Another Albany County resident dies of COVID-19, bringing death toll to 140

ALBANY COUNTY — Another county resident has died of COVID-19, Albany County Executive Daniel McCoy announced on Saturday morning.

The patient was a woman in her nineties who lived in a nursing home.

Her death brings to 140 the number of Albany County residents who have died of the coronavirus disease 2019.

Statewide, 11 more people died of the virus — five of them in Broome County — bringing the state’s COVID-19 death toll to 25,718.

McCoy also announced 32 new confirmed cases of COVID-19, bringing the county’s total to 3,427.

Among the new cases, 15 had close contact with someone infected with the disease, two reported out-of-state travel, three were health-care workers or residents of congregate settings, and 12 did not have a clear source of infection identified at this time.

“As new cases climb across the country, in New York we are continuing our strategy of aggressively targeting micro-clusters whenever they pop up and implementing measures to stop any potential spread quickly,” Governor Andrew Cuomo said in a statement on Saturday, releasing the newest numbers. 

The positive testing rates in all of the state’s focus areas — in Queens and Brooklyn in New York City; Orange and Rockland counties in the mid-Hudson region; and Broome, Steuben, and Chemung counties near the Pennsylvania border — was 2.58 percent.

Outside the focus areas, the state’s rate was 1.13 percent, based on Friday’s test results. The statewide positivity rate was 1.31 percent.

The Capital Region, of which Albany County is a part, had a rate of 0.9 percent, based on Friday’s test results. It was one of two of the state’s 10 regions with a rate below the targeted 1 percent.

Central New York had a rate of 0.7 percent, the lowest in the state.

As of Saturday morning, 1,097 Albany County residents were under quarantine, up from 1,045. The five-day average for new daily positives increased to 23.8 from 18.8.

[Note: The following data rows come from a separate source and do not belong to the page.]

PR #790, opened 2022-12-14
Migrate from CircleCI to Github Actions

spirosoik:
#### Summary
We gradually moving away from CirleCI to Github Actions as we are consolidating the CIs we use. In parallel we are introducing `trivy` in the PR level and we block the PR about the number of critical vulnerabilities.

#### Ticket Link
Ticket: https://mattermost.atlassian.net/browse/CLD-4697

#### Release Note
```release-note
NONE
```


.github/workflows/cd.yml
```diff
@@ -0,0 +1,64 @@
...
+      - name: Checkout repo
+        uses: actions/checkout@dc323e67f16fb5f7663d20ff7941f27f5809e9b6 # v3.2.0
+        with:
+          fetch-depth: 0
+
+      - name: cd/build-docker
+        run: make build-image
+
+      - name: ci/build-docker-e2e
+        run: make build-image-e2e
```
phoinixgrr, line 27: Would propose in introducing a makefile into the root of the project, that encapsulates building all affected projects, into a single target.

.github/workflows/cd.yml
```diff
@@ -0,0 +1,64 @@
...
+      - name: ci/scan-docker-security-e2e
+        uses: aquasecurity/trivy-action@9ab158e8597f3b310480b9a69402b419bc03dbd5 # v0.8.0
+        with:
+          image-ref: "mattermost/mattermost-cloud-e2e"
+          format: "table"
+          exit-code: "1"
+          ignore-unfixed: true
+          vuln-type: "os,library"
+          severity: "CRITICAL"
+          output: "trivy-results-critical-e2e.sarif"
```
phoinixgrr, line 49: Since we choose to encapsulate all functionality in Makefiles, should these be part of the makefile? 

`make tests`  ?

.github/workflows/cd.yml
```diff
@@ -0,0 +1,64 @@
...
+
+      - name: Upload trivy scan E2E
+        uses: github/codeql-action/upload-sarif@896079047b4bb059ba6f150a5d87d47dde99e6e5 # v2.11.6
+        with:
+          sarif_file: "trivy-results-critical-e2e.sarif"
+
+      - name: cd/docker-push
+        run: ./scripts/push-docker.sh
+        env:
+          TAG: ${GITHUB_REF_NAME}
```
phoinixgrr, line 64: Suggest moving the push functionality to a Makefile, and drop all related bash scripts laying around.

Example; 
https://github.com/mattermost/rtcd/blob/master/Makefile#L151-L163

.github/workflows/ci.yml
```diff
@@ -0,0 +1,136 @@
...
+      - name: Checkout repo
+        uses: actions/checkout@755da8c3cf115ac066823e79a1e1788f8940201b # v3.2.0
+        with:
+          fetch-depth: 0
+
+      - name: Setup Go
+        uses: actions/setup-go@6edd4406fa81c3da01a34fa6f6343087c207a568 # v3.5.0
+        with:
+          go-version: "1.19"
+          cache: true
```
phoinixgrr, line 27: Should we make this part of a Makefile target instead?

.github/workflows/ci.yml
```diff
@@ -0,0 +1,136 @@
...
+        run: make check-style
+
+      - name: ci/check-modules
+        run: make check-modules
+
+      - name: ci/check-boilerplate
+        run: make check-modules
+
+      - name: ci/check-mocks
+        run: make verify-mocks
```
phoinixgrr, line 39: Would suggest in encapsulating this, in a single makefile target
And then ghactions can call something like `make lint` to perform all related tests. 

Thus we decapsulate the specifics of the project completely from the actual CI. To keep the pipeline clean and readable and easily to be imported to other projects.

scripts/push-docker.sh
```diff
@@ -3,18 +3,9 @@
...
-else
-  echo "Pushing release $CIRCLE_TAG..."
-  TAG="$CIRCLE_TAG"
-fi
-
-echo $DOCKER_PASSWORD | docker login --username $DOCKER_USERNAME --password-stdin
+echo $DOCKER_TOKEN | docker login --username $DOCKER_USERNAME --password-stdin
 
 docker tag mattermost/mattermost-cloud:test mattermost/mattermost-cloud:$TAG
 docker tag mattermost/mattermost-cloud-e2e:test mattermost/mattermost-cloud-e2e:$TAG
```
phoinixgrr, line 11: Would vote in favor of killing all bash scripts laying around the project. and encapsulate this functionality on a root Makefile.

.github/workflows/cd.yml
phoinixgrr: Resolving since it is out of the scope. We are only migrating to ghactions in this iteration. 
Makefile concerns to be addressed in next iteration.

.github/workflows/cd.yml
phoinixgrr: Resolving since it is out of the scope. We are only migrating to ghactions in this iteration. 
Makefile concerns to be addressed in next iteration.

.github/workflows/ci.yml
phoinixgrr: Resolving since it is out of the scope. We are only migrating to ghactions in this iteration. 
Makefile concerns to be addressed in next iteration.

.github/workflows/ci.yml
phoinixgrr: Resolving since it is out of the scope. We are only migrating to ghactions in this iteration. 
Makefile concerns to be addressed in next iteration.

scripts/push-docker.sh
phoinixgrr: Resolving since it is out of the scope. We are only migrating to ghactions in this iteration. 
Makefile concerns to be addressed in next iteration.

.github/workflows/cd.yml
phoinixgrr: Resolving since it is out of the scope. We are only migrating to ghactions in this iteration. 
Makefile concerns to be addressed in next iteration.

internal/events/delivery_test.go
```diff
@@ -205,7 +205,7 @@ func failureEventHandler(t *testing.T, deliveryChan chan<- *model.StateChangeEve
 }
 
 func awaitEvents(t *testing.T, deliveryChan <-chan *model.StateChangeEventPayload, expectedID string, eventsCount int) {
-	timeout := time.After(25 * time.Second)
+	timeout := time.After(50 * time.Second)
```
phoinixgrr, line 208: Is this change related to the scope of the PR?

phoinixgrr: Ok, I now have context https://community.mattermost.com/private-core/pl/8gycrgzoij8hdm6ogiines7zxe

fmartingr:
I have pushed two commits:
- One upgrades helm: It seems that there's no problem upgrading to the latest release, I've checked the changes and the code and it seems that everything we're currently using is still present in helm. If there's any obscure thing I should be aware of, let me know.
- The other one upgrades `go-restful` **transitive** dependency to trivy's suggested release. I would like @mirshahriar and @gabrieljackson 's 👀 on this as well, since I don't like upgrading transitive dependencies even if it seems that nothing has broken. I've made some tests and everything seems to work and apparently the API hasn't changed much and provisioner compiles, runs and provisions without noticeable issues (at least on my tests), but... this is sort of a dirty workaround. I do not want to ask for an exception regarding critical dependencies at the same time we're actually fixing them, but since this is not a publicly exposed service I'm not sure. Would like extra feedback on this.

mirshahriar (approved):
LGTM

fmartingr (approved):

PR #792, opened 2022-12-14
fix logger using pointer

fmartingr:
#### Summary

Dereferencing VpcID used in logger

#### Release Note

```release-note
NONE
```


gabrieljackson (approved):
Thanks!

PR #795, opened 2022-12-19
[MM-49155] Set priorities for creation-specific actions.

mirshahriar:
#### Summary

We are setting priorities on the following states while executing

**ClusterInstallation**
- creation-requested
- reconciling
- ready

**Installation**
- creation-requested
- creation-no-compatible-clusters
- creation-pre-provisioning
- creation-in-progress
- creation-configuring-dns

#### Ticket Link

  Fixes [MM-49155](https://mattermost.atlassian.net/browse/MM-49155)

#### Release Note
```release-note
Set priorities for creation-specific actions for Installation & ClusterInstallation.
```

### DIFF
--- a/internal/supervisor/cluster_installation_test.go
+++ b/internal/supervisor/cluster_installation_test.go
@@ -5,15 +5,14 @@
 package supervisor_test
 
 import (
+	"fmt"
 	"testing"
 
-	"github.com/mattermost/mattermost-cloud/internal/testutil"
-
 	"github.com/mattermost/mattermost-cloud/internal/provisioner"
-
 	"github.com/mattermost/mattermost-cloud/internal/store"
 	"github.com/mattermost/mattermost-cloud/internal/supervisor"
 	"github.com/mattermost/mattermost-cloud/internal/testlib"
+	"github.com/mattermost/mattermost-cloud/internal/testutil"
 	"github.com/mattermost/mattermost-cloud/model"
 	"github.com/stretchr/testify/require"
 )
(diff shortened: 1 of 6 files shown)


internal/supervisor/cluster_installation_test.go
```diff
@@ -23,23 +22,51 @@ type mockClusterInstallationStore struct {
...
+	Installations                           []*model.Installation
 	ClusterInstallations                    []*model.ClusterInstallation
 
 	UnlockChan                     chan interface{}
 	UpdateClusterInstallationCalls int
 }
 
 func (s *mockClusterInstallationStore) GetCluster(clusterID string) (*model.Cluster, error) {
-	return s.Cluster, nil
+	if s.Cluster != nil {
```
fmartingr, line 34: I know that this is the mock, but isn't necessary here to check that `s.Cluster.ID == clusterID`? Just wondering.

fmartingr (approved):
LGTM

internal/supervisor/cluster_installation_test.go
mirshahriar: Previously, this method returned the cluster regardless of `clusterID`.

```go
func (s *mockClusterInstallationStore) GetCluster(clusterID string) (*model.Cluster, error) {
	return s.Cluster, nil
}
```

`S.Cluster` is set if the test contains a single cluster. So `clusterID` does not require verification. 

However, for this new test, the list of clusters is set in `s.Clusters` ignoring `s.Cluster`

fmartingr: Gotcha 👍

gabrieljackson (commented):
This is a nice improvement, but the original ticket was actually for `Installation` resources. Do you think you could add those in here as well?

mirshahriar:
> This is a nice improvement, but the original ticket was actually for `Installation` resources. Do you think you could add those in here as well?

Thank you. I have added installation-specific changes here.

fmartingr (approved):

gabrieljackson (approved):
LGTM. Thanks for the update!

PR #796, opened 2022-12-20
[CLD-4714] Delete helm chart to clean up LB resources

mirshahriar:
#### Summary

We are manually deleting the helm chart for Nginx. This will clean up LB resources from the cloud provider.

#### Ticket Link

  Fixes [CLD-4714](https://mattermost.atlassian.net/browse/CLD-4714)

#### Release Note

```release-note
NONE
```

### DIFF
--- a/internal/provisioner/nginx_internal.go
+++ b/internal/provisioner/nginx_internal.go
@@ -18,6 +18,10 @@ import (
 	metav1 "k8s.io/apimachinery/pkg/apis/meta/v1"
 )
 
+const (
+	namespaceNginxInternal = "nginx-internal"
+)
+
 type nginxInternal struct {
 	awsClient      aws.AWS
 	kubeconfigPath string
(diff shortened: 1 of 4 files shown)


internal/provisioner/nginx_internal.go
```diff
@@ -89,6 +93,25 @@ func (n *nginxInternal) ActualVersion() *model.HelmUtilityVersion {
 }
 
 func (n *nginxInternal) Destroy() error {
+	k8sClient, err := k8s.NewFromFile(n.kubeconfigPath, n.logger)
+	if err != nil {
+		return errors.Wrap(err, "failed to set up the k8s client")
+	}
+
+	services, err := k8sClient.Clientset.CoreV1().Services("nginx-internal").List(context.TODO(), metav1.ListOptions{})
```
fmartingr, line 101: I think `"nginx-internal"` is stored somewhere as a `const`. Would be nice to use that on every instance now that you're on it.

fmartingr (approved):
👍

internal/provisioner/nginx_internal.go
mirshahriar: Right. We do not have any `const` now. But I will set one.

mirshahriar:
> Hey, I am curious if you tried deleting the helm chart for nginx instead of removing the LBs manually. I figured it may perform LB cleanup for us.

Indeed It's a good idea. I have changed to delete with helm. Thank you.

gabrieljackson (approved):
👍

PR #799, opened 2022-12-20
[MM-48302] Upgrade DynamoDB to SDK v2

fmartingr:
#### Summary

Upgrade DynamoDB to SDK v2

#### Ticket Link

https://mattermost.atlassian.net/browse/MM-48302

#### Release Note

```release-note
Upgraded AWS SDK for DynamoDB to V2
```


gabrieljackson (approved):
LGTM!

internal/tools/aws/dynamodb.go
```diff
@@ -5,29 +5,37 @@
...
-		if aerr.Code() == dynamodb.ErrCodeResourceNotFoundException {
+	_, err := a.Service().dynamodb.DescribeTable(
+		context.TODO(),
+		&dynamodb.DescribeTableInput{
+			TableName: aws.String(tableName),
+		})
+
+	if err != nil {
+		var awsErr *types.ResourceNotFoundException
+		if errors.As(err, &awsErr) {
```
mirshahriar, line 28: Just curious. What if It is a different type of error?

mirshahriar (approved):

internal/tools/aws/dynamodb.go
fmartingr: I'm assuming (from the previous logic) that if any error raises here, we will try to delete the database anyway (since that's expected), and any possible error would raise there instead. We could however have some kind of warning here (without ending the function) so is better traceable. What do you think?

mirshahriar: A warning message will be helpful.

PR #806, opened 2022-12-22
[MM-49345] AWS SDK v2 migration - RDS, KMS, GT

fmartingr:
#### Summary

Upgraded RDS, KMS and GT to AWS SDK v2 version

#### Ticket Link

https://mattermost.atlassian.net/browse/MM-49345

#### Release Note

```release-note
Upgraded AWS SDK for RDS, KMS & GT to v2
```


mirshahriar (approved):
LGTM.

gabrieljackson (commented):
Looks like we need to resolve some conflicts. Please re-request my review when that is done.

fmartingr:
> Looks like we need to resolve some conflicts. Please re-request my review when that is done.

My bad, I'll wait on the merge until the two pending services are reviewed.

gabrieljackson (approved):
As always, great work on this. I didn't catch any issues, but wanted to check to see if you ran any manual tests with this code such as creating an installation with a single tenant RDS cluster? The reason I ask is this is the most delicate part of the AWS code and just want to make sure we did some spot checks first.

fmartingr:
> As always, great work on this. I didn't catch any issues, but wanted to check to see if you ran any manual tests with this code such as creating an installation with a single tenant RDS cluster? The reason I ask is this is the most delicate part of the AWS code and just want to make sure we did some spot checks first.

I wanted to do some end testing using #810 that contains all AWS migration branches. More so looking at the problems that some of the refactors caused. Is there some particular configurations that I should be aware of while testing? Since those take its time to run, so I could try automate them somehow, and then run them on big changes like this.

gabrieljackson:
Yeah, great question. The most straightforward manual tests I run when I want to double-check things is to create and delete installations with different database and filestore options. I normally don't test them all, but will hit a few just to verify nothing obvious is wrong. Keep in mind that some database options may require the databases to be created first by database factory to be successful. We don't run all the database types in the dev account so you will need to check your cluster VPC if you are unsure if you can test the multitenant options.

Albany County now has 133 active cases of COVID-19, up from 123 on Friday. So far, 15,281 people have completed quarantine. Of those, 3,294 had tested positive and recoveredThere were no new hospitalizations to report overnight, while the number of county residents currently hospitalized due to the virus decreased from 13 to 12. Two patients remain in intensive-care units. The hospitalization rate has decreased slightly from 0.38 percent to 0.35 percent.